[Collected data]
Issue #373, opened 2019-02-22
Invoke firing before transition completes?


cdomigan:
## Bug or feature request?
Bug

## Description:
On transitioning to a new state, invoke is called prior to the transition ending, leading to an incorrect final state if invoke meanwhile transitions.

## Link to reproduction or proof-of-concept:

https://codesandbox.io/s/k5opkj68vr

cdomigan:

### What the task asks
What lines in the data above carry "transition"? Return them all.

### Answer box
Invoke firing before transition completes?
On transitioning to a new state, invoke is called prior to the transition ending, leading to an incorrect final state if invoke meanwhile transitions.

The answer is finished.